◆ THE PROBLEM
Only one stretch of the data below is needed. Output the lines from the one with "TheKeymaster: Can't we" up to and including the one with "PR #1365, opened 2017-12-20", exactly as they stand.

◆ PROVIDED INFORMATION

··········

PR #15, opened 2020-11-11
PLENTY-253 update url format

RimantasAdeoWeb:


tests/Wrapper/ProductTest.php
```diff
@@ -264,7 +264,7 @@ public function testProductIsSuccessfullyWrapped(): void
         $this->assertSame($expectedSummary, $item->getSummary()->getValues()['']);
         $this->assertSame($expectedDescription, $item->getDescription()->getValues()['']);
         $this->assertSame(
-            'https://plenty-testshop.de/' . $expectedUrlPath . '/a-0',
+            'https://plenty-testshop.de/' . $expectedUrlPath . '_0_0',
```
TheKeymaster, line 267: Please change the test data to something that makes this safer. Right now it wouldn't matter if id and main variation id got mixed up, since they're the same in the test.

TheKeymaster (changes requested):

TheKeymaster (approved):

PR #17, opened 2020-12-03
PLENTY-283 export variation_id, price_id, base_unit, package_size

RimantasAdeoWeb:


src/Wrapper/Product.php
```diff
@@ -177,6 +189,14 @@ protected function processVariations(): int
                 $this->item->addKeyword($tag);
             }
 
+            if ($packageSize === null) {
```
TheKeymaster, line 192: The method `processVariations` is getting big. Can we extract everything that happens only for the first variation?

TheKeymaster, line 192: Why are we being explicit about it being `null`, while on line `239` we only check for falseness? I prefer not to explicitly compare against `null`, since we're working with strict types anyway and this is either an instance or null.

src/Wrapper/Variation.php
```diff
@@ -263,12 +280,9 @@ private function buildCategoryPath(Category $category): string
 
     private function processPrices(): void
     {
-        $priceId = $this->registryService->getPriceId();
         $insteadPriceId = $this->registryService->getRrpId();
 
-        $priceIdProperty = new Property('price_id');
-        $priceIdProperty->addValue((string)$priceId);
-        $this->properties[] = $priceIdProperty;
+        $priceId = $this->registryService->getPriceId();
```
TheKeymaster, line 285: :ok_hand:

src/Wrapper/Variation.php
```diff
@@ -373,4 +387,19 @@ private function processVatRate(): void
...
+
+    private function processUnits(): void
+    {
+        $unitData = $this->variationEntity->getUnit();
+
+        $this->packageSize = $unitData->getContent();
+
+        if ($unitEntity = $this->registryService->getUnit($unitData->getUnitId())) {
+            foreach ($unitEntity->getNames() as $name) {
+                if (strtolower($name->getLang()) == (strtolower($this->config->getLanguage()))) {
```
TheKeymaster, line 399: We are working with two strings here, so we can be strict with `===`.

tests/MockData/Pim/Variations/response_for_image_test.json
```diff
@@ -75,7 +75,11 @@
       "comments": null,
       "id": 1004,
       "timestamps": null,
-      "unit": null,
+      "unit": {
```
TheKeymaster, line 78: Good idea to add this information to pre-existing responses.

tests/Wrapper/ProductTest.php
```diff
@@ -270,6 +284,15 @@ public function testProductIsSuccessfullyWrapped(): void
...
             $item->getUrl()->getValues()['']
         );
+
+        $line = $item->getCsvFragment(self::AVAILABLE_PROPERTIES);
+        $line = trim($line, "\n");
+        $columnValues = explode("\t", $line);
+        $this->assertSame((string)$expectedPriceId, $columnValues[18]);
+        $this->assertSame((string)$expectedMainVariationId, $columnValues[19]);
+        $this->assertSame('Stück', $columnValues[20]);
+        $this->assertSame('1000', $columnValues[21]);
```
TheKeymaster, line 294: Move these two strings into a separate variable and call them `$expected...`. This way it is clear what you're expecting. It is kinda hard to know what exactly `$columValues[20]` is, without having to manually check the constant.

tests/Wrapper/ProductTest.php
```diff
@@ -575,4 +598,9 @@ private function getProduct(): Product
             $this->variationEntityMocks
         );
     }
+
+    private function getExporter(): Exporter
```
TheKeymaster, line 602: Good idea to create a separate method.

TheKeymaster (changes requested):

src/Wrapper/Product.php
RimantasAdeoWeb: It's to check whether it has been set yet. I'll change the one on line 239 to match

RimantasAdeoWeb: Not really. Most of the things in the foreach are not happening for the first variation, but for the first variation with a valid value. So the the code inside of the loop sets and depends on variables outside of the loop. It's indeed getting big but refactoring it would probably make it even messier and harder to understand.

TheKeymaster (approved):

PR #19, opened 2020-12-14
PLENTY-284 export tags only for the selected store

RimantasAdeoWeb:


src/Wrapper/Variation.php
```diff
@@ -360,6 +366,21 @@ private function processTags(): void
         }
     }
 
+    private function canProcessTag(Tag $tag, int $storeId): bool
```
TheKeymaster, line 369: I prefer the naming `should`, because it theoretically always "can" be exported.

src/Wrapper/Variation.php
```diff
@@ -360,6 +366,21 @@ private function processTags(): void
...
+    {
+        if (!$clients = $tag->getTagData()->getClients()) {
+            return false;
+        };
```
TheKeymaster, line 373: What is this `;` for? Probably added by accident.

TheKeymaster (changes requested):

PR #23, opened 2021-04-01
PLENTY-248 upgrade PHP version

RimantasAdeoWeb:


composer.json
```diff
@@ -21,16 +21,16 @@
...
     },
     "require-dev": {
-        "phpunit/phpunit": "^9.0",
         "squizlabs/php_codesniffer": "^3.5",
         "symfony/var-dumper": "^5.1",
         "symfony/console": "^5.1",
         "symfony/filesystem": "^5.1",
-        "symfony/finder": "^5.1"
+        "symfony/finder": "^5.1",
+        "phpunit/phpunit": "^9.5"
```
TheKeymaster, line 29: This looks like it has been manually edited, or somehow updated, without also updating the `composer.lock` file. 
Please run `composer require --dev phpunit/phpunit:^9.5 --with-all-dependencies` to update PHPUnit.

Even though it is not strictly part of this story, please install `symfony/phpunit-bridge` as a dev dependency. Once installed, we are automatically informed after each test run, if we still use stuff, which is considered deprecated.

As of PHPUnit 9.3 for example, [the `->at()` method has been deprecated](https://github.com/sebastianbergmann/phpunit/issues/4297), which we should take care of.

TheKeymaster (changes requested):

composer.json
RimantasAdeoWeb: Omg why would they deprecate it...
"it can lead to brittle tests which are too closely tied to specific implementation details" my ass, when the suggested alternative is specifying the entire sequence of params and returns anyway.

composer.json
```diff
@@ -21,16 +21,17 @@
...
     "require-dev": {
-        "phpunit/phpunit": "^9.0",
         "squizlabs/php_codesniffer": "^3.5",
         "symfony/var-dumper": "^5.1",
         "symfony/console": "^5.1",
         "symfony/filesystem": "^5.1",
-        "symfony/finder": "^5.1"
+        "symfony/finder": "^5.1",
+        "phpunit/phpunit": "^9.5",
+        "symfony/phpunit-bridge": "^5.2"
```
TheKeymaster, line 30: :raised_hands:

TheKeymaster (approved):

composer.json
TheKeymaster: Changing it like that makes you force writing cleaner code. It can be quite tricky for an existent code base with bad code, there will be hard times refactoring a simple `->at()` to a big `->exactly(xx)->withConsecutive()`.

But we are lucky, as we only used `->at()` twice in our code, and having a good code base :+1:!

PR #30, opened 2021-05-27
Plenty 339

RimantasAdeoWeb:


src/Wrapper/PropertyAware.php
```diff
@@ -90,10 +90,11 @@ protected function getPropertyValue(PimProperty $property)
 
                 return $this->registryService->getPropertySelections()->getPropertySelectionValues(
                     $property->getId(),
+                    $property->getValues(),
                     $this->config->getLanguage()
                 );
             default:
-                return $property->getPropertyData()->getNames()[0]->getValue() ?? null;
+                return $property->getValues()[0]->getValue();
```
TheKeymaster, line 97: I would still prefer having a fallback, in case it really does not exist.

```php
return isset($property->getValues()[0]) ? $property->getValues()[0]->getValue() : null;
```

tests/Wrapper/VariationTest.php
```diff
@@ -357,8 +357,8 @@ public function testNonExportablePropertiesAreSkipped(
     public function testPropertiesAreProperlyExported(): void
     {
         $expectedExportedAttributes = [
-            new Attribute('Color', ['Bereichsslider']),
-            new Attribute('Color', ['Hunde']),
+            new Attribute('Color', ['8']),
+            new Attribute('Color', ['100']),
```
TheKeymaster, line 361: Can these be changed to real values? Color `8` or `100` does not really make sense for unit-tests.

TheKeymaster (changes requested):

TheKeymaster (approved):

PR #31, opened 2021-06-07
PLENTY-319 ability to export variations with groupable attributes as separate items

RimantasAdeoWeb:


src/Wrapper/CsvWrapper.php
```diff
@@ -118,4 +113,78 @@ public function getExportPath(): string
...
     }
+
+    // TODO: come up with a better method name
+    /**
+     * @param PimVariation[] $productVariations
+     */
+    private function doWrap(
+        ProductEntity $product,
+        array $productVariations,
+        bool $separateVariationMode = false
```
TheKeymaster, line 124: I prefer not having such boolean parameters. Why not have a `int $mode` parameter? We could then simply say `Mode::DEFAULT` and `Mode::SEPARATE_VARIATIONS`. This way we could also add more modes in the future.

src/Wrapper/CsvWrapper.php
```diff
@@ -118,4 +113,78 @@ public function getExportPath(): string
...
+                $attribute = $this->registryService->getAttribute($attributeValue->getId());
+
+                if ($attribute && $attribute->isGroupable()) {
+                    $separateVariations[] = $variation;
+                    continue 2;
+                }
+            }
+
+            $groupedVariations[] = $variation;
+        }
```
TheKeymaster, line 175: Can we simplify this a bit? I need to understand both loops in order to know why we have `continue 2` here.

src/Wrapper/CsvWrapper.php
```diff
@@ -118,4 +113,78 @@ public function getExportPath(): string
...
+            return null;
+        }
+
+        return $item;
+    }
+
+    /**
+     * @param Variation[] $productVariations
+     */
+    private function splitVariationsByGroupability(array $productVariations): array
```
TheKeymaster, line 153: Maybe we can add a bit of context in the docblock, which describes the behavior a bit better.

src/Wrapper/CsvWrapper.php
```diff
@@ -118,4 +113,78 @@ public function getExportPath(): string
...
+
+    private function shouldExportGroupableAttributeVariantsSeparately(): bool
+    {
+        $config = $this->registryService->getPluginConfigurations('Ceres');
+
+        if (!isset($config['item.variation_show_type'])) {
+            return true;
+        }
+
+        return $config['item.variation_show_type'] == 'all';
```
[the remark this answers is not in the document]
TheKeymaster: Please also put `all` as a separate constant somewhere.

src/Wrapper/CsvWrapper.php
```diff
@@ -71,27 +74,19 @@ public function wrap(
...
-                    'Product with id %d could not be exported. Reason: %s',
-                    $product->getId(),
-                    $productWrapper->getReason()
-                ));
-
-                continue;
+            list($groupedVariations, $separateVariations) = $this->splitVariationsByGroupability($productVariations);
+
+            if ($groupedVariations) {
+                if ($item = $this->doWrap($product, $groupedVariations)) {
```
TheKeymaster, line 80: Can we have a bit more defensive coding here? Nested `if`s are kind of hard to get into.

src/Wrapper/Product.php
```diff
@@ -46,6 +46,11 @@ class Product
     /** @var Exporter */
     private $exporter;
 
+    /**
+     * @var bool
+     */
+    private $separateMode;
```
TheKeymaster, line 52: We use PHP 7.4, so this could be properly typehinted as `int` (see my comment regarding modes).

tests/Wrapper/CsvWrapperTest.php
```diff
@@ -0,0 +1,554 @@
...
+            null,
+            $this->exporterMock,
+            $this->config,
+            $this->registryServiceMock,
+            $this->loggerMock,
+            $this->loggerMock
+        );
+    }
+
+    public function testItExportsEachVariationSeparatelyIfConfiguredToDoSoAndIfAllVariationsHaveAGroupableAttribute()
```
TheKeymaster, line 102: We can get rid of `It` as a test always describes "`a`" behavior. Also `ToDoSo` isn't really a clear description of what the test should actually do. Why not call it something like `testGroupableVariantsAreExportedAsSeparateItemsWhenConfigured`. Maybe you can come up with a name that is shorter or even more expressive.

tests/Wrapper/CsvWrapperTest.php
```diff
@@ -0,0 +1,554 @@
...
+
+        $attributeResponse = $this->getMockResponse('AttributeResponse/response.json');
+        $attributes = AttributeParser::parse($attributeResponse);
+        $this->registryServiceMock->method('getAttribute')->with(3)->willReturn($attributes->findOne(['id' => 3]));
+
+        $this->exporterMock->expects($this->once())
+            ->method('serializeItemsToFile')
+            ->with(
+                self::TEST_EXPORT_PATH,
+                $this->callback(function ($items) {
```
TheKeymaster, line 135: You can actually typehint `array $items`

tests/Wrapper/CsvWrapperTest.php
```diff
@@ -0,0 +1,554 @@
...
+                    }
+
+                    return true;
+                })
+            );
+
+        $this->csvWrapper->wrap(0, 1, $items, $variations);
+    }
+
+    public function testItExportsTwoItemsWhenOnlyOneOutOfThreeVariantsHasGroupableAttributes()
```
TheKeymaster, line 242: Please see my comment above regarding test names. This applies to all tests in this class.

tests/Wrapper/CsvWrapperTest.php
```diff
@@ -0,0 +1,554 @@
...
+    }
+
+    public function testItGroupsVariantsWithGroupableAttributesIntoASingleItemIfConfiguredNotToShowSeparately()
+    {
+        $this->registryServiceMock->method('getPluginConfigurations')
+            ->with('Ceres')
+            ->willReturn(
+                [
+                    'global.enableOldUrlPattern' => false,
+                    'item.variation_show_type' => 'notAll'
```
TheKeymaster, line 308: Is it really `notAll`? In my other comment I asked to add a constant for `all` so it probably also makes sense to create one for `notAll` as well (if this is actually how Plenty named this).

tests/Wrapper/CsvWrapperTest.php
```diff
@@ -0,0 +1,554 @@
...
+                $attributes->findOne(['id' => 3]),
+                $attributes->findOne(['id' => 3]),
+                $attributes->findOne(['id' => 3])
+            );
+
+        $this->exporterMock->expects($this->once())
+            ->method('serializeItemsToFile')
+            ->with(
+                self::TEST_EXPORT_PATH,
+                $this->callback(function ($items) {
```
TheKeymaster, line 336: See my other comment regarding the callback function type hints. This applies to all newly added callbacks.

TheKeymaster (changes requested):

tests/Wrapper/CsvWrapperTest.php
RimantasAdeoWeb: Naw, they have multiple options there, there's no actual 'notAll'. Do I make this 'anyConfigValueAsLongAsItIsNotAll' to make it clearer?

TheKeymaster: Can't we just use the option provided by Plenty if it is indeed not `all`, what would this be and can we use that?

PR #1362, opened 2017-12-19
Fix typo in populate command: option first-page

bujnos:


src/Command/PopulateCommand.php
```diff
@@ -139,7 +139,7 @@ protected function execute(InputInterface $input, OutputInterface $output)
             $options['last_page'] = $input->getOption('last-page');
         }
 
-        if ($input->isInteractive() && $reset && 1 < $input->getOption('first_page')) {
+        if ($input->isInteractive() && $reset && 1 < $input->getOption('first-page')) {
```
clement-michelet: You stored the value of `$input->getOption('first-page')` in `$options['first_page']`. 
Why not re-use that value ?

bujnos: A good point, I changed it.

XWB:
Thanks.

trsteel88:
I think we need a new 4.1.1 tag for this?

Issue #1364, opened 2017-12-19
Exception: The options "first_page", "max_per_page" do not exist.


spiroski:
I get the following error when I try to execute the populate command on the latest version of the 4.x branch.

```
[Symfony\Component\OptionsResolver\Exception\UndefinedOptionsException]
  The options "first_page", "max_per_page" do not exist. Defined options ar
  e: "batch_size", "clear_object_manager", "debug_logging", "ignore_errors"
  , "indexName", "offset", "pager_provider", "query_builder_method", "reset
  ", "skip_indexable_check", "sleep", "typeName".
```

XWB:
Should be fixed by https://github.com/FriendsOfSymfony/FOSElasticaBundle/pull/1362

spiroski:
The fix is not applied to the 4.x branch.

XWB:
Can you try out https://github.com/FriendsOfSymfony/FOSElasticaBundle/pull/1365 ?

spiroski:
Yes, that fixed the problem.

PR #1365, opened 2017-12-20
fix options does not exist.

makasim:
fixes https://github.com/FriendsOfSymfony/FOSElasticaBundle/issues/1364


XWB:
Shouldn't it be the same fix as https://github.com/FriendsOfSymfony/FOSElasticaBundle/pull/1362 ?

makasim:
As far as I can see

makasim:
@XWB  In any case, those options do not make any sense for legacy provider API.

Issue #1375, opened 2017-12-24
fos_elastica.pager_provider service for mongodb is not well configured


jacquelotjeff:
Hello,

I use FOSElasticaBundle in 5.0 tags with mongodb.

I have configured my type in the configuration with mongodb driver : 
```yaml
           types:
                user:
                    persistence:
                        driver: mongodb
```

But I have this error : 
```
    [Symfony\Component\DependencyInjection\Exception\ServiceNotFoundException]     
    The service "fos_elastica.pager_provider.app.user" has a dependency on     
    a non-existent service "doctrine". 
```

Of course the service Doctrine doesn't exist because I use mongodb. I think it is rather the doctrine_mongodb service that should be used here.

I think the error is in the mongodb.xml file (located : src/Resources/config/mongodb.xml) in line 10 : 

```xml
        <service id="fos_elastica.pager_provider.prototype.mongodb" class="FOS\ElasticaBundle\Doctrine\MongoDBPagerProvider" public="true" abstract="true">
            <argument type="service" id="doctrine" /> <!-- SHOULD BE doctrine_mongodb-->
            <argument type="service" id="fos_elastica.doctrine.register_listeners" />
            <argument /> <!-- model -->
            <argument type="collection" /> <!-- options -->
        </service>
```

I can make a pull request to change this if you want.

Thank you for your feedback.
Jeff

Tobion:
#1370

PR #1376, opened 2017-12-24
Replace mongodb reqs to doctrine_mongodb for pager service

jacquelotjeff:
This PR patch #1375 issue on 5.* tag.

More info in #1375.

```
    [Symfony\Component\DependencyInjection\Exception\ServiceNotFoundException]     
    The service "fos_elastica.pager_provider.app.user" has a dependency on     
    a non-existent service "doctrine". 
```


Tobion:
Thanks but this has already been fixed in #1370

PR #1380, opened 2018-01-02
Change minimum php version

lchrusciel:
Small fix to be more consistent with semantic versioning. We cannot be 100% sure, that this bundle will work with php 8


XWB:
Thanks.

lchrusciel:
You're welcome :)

··········

◆ EXERCISE SOLUTION
TheKeymaster: Can't we just use the option provided by Plenty if it is indeed not `all`, what would this be and can we use that?

PR #1362, opened 2017-12-19
Fix typo in populate command: option first-page

bujnos:


src/Command/PopulateCommand.php
```diff
@@ -139,7 +139,7 @@ protected function execute(InputInterface $input, OutputInterface $output)
             $options['last_page'] = $input->getOption('last-page');
         }
 
-        if ($input->isInteractive() && $reset && 1 < $input->getOption('first_page')) {
+        if ($input->isInteractive() && $reset && 1 < $input->getOption('first-page')) {
```
clement-michelet: You stored the value of `$input->getOption('first-page')` in `$options['first_page']`. 
Why not re-use that value ?

bujnos: A good point, I changed it.

XWB:
Thanks.

trsteel88:
I think we need a new 4.1.1 tag for this?

Issue #1364, opened 2017-12-19
Exception: The options "first_page", "max_per_page" do not exist.


spiroski:
I get the following error when I try to execute the populate command on the latest version of the 4.x branch.

```
[Symfony\Component\OptionsResolver\Exception\UndefinedOptionsException]
  The options "first_page", "max_per_page" do not exist. Defined options ar
  e: "batch_size", "clear_object_manager", "debug_logging", "ignore_errors"
  , "indexName", "offset", "pager_provider", "query_builder_method", "reset
  ", "skip_indexable_check", "sleep", "typeName".
```

XWB:
Should be fixed by https://github.com/FriendsOfSymfony/FOSElasticaBundle/pull/1362

spiroski:
The fix is not applied to the 4.x branch.

XWB:
Can you try out https://github.com/FriendsOfSymfony/FOSElasticaBundle/pull/1365 ?

spiroski:
Yes, that fixed the problem.

PR #1365, opened 2017-12-20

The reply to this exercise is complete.